Pre-Seminar Response to the Question:

“What Is Religion For?”

By Cecilie Strommen 

First of all: we’re not safe anywhere.  We knew that a lot of things could happen when we lived in Israel, but it was often presented more dramatically in the news than what we experienced in daily life.  September 11th came as a big shock to us.  It was an extra stress for my family that I was not in New York at the time, and that we couldn’t go through the experience together.  I could only follow what was happening from a distance, listening to my husband’s description of “Apocalypse Now” and watching TV like the rest of the world.  I noticed and appreciated the quick religious response, people gathering in churches and open places, using the religious leaders as their leaders, singing religious songs and so on.  At the conference I was attending, we gathered Jews and Lutherans and said Kaddish and afterwards had readings from the Psalms and more prayers.   It was not the differences that counted, but that we were united in a situation and wanted to act religiously together.

When we have catastrophes in Norway, people also end up in the church, because we have an apparatus that works, people available and, not least, because we have rituals.  In the church room there is room for kindling lights, for said and unsaid prayers.  It seems that when people mourn they need to do something. 

As Norwegians here after September 11th, we definitely now feel more like New Yorkers. The town is not as hostile as it used to; it has been hurt, and so have we. My daughter, aged 11, said: “We lost so many Mother.”  We’re probably all still in grief. And we’re impressed by the way the American society has handled the situation, the unique religious response, which I believe wouldn’t have been so united in Norway.  It’s simply not natural for us to say: “In God we trust!” And maybe we don’t?  It was very interesting to read in the New York Times about singles who didn’t find it so attractive anymore to be single, and to see that the sale prices on second homes are increasing. It’s a moment that is defining values.    
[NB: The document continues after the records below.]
PR #238, opened 2015-02-20
[WIP] convert script cleanup

zuntrax:
WIP. Do not merge.
This is just for easier progress tracking.
Includes stuff from #237.

PR #237, opened 2015-02-20
[WIP] media version detection

zuntrax:
WIP. Do not merge yet.
This is just for easier progress tracking.

PR #243, opened 2015-03-04
Ignore 'Bin' directory if non-existent

dopsi:
In my installation the 'Bin' directory does not exist, however everything runs fine.
Does this cause any trouble ?

### DIFF
--- a/py/openage/convert/mediafile.py
+++ b/py/openage/convert/mediafile.py
@@ -143,17 +143,21 @@ def media_convert(args):
             # stringres.fill_from(PEFile("Games/Forgotten Empires/Data/"
             #                            "language_x1_p1.dll"))
         else:
-            from .hdlanguagefile import HDLanguageFile
-            for lang in os.listdir(util.file_get_path("Bin")):
-                langfile = "Bin/%s/%s-language.txt" % (lang, lang)
+            try:
+                from .hdlanguagefile import HDLanguageFile
+                for lang in os.listdir(util.file_get_path("Bin")):
+                    langfile = "Bin/%s/%s-language.txt" % (lang, lang)
 
-                # there is some "base language" files in HD that we don't
-                # need and only the dir for the language that's currently in
-                # use contains a language file
-                if os.path.isdir(util.file_get_path("Bin/%s" % (lang)))\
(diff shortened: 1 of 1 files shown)


zuntrax:
Which version of AoE2 do you have? If it's the HD edition, you should have a `Bin` directory. Assuming you didn't tamper with the original file structure and get errors during media conversion, something weird might be going on. I'd like to see a `ls -l` of your `AGE2DIR`
@TheJJ are we aware of cases where `language.dll` is missing in non-HD installations?

The code block you edited will be removed in #237 and #238 and replaced by a more sane version detection. However, you would probably still get an exception because your files don't match what we expect.

The only thing we export from the `Bin` directory are the language files, but afaik we don't use them on the master branch. That's why you don't get errors this way, but as soon as we start displaying unit names or similar stuff, you would run into problems anyway.

goto-bus-stop:
If your language file is called eg. `LANGUAGE.DLL`, the script won't find `language.dll`, and assume HD Edition. See #55…

zuntrax:
That might indeed be the cause.
Seems like I'll have to write some case-insensitive file access helper functions. :fu:

TheJJ:
Hnnng case sensitivity.. :cactus: -> :point_up: -> :astonished:

A solution could be:
* listing all files in a relevant directory
* index them by number
* make a copy of the `idx->filename` dict and do  `.lower()`,
* select the one we wanna have
* and return the actual filename by index

This will probably be readable and portable.

TheJJ:
I'm just implementing such a function, eta 20min.

zuntrax:
Something like that, but we'd also need to reproduce the functionality of `glob.glob()`. `fnmatch` will help, but i don't look forward to it.

dopsi:
Here's the `ls -l` output : http://pastebin.com/vXtacALr
I did not mess with the hierachy, just copied it from my win7 partition to my home.

goto-bus-stop:
@dopsi For the time being, you can rename LANGUAGE.DLL to language.dll, and you should be good to go.

TheJJ:
My attempt is #248 for this, please try whether it works.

What role does religion have in this?  I believe that in a crisis, it’s natural to turn to something bigger than yourself, it comes naturally to seek God.  Therefore it’s more challenging to ask: How is religion valid in all kinds of situations? How does religion work when we are strong? Or how do we, as religious people, live in a modern society ? 

I don’t consider fundamentalism in itself as dangerous.  Fanaticism is dangerous!  The definition of a fanatic is someone who will not make compromises. Fanaticism can appear in many different forms: scientific fanaticism can appear as genetic engineering with no respect for life; media fanaticism when journalists hunt a person down, to destroy him or her publicly. And there is so-called religious fanaticism in which religion is abused as an excuse. It’s religious fanaticism and not religious fundamentalism. 

I believe that the only way to encounter this problem is through tolerance. Historically, Jews lived better under Muslims than Christians; my “Christian” Europe was the place of the Holocaust!  Today Muslims live very well in Christian and Western societies.  We have to realize that we don’t have to fear each other, that it’s possible to live together.  Guards are needed in the society, however, such as the rule of law based on human rights. If human rights are not protected, there’s no guarantee things will work. Religion in itself is no guarantee!  To go on with my challenge: how do we live as religious and tolerant people!? How can we from the three monotheistic religions help each other?